Behold, you will conceive in your womb and bear a son,
and you shall name him Jesus.”

Mary said, “Behold, I am the handmaid of the Lord.
May it be done to me according to your word.”
(Luke 1)

Today’s Gospel Reading is a familiar one: the Angel Gabriel appears to Mary announcing that she would conceive and become mother to Jesus. It’s especially familiar because it is the same Gospel Reading from the Feast Day of the Immaculate conception, the Holy Day of Obligation just four days ago. Is this the US Conference of Catholic Bishops’ subtle way of saying ICYMI (“in case you missed it”)? Check my YouTube history: I promise that I watched the stream of the Holy Day mass at St. Paul's (between some festive holiday tunes)! It’s more probable that this Gospel repeats within the week because multiple reflections on this reading might offer multiple lessons from the Good News. And because Mary’s courage and trust in God are worth a second read.

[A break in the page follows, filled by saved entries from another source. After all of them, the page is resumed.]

Issue #33, opened 2013-06-12
Rework instance configuration.


StephanEwen:
Right now, Nephele still uses the EC2-inspired instance configuration model. The Pact compiler connects to obtain information about these instances, such as how many are available, and how much memory they have. This is error prone to configure and also a bit buggy, it frequently leads to wrong memory bookkeeping if different instance types are configured.

Do we need support for heterogeneous setups where different nodes have different capabilities and should be assigned a different amount of work? If we defer this to later, we can greatly simplify the logic and configuration:

1) No configuration for the instance type. The internal instance manager has a default profile which is okay for all cluster instances.

2) An explicit value of how many slots for parallel operators we have on each node (such as 8 on an eight core machine). There should be a default value in the config which could be overridden via query-specific parameters.

3) An explicit config entry that defines how much memory should be used for networking and how much for query processing. The query processing memory amount is used to initialize the MemoryManager and is also used by the pact-compiler to parameterize the memory available to the operators. That way we can also get rid of the communication between the compiler and the job manager on plan compilation. Eventually it would be good to run the compiler as a child process of the job-manager anyways.

In the long run we want to make query processing memory and network memory one value (overall system memory, the rest is the UDF Java heap memory) which is shared for materialization in the network stack and the runtime operators.

PR #443, opened 2014-01-28
Speeded up startup time for Local Executor and Tests

StephanEwen:
Involves the following:
- Faster registration of TM at JM
- Optional lazy memory allocation in TM (used in local and test mode)
- Some cleanup in TM startup


stratosphere-runtime/src/main/java/eu/stratosphere/nephele/taskmanager/TaskManager.java
```diff
@@ -92,6 +90,11 @@
 public class TaskManager implements TaskOperationProtocol {
 
 	private static final Log LOG = LogFactory.getLog(TaskManager.class);
+	
+	private final static int FAILURERETURNCODE = -1;
```
uce, line 94: Can you rename this to `FAILURE_RETURN_CODE`?

uce:
Nice! :-)

stratosphere-runtime/src/main/java/eu/stratosphere/nephele/instance/local/LocalInstanceManager.java
```diff
@@ -115,54 +100,39 @@
 	 *        the path to the configuration directory
 	 */
 	public LocalInstanceManager() {
-
-		final Configuration config = GlobalConfiguration.getConfiguration();
```
uce, line 119: Removing lines 119--134 causes `LocalInstanceManagerTest` to fail, because `createDefaultInstanceType()` (line 103 in your version) returns the characteristics of the caller instead of reading them from the config file.

I think we should just remove `LocalInstanceManagerTest` and someone should finally do #33.

**Note**: When I tried to run the test inside of IntelliJ, I noticed that the path extraction for the config also doesn't work, whereas it works on the command line via `mvn`. In IntelliJ, instead of .../stratosphere **/stratosphere-runtime/** src/test/resources it returns _.../stratosphere/src/test/resources_ w/o the subdirectory.

StephanEwen:
That is fixed by now. Some of the legacy instance manager code is failing non-deterministically at this point. Seems that it somewhat relied on a delayed heartbeat.

rmetzger:
This pull request has not been merged, right?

In this Gospel, Mary is presented with what seems to be an unfavorable position. As an engaged virgin, Mary’s pregnancy would have been a public disgrace — one that was subject to harsh punishment. Mary is afraid, but courageously accepts God’s call saying, “May it be done to me according to your word.” For LGBTQ people, a personal reflection on this Gospel passage might bring us back to the fear we had when God first revealed that God's plan for us included an LGBTQ identity. Whether you accepted the LGBTQ aspect of God’s plan immediately, it took you some time, or you are still in the process of fully accepting it, let us channel Mary’s model of courage, love, and trust as God continues to reveal Godself to us. 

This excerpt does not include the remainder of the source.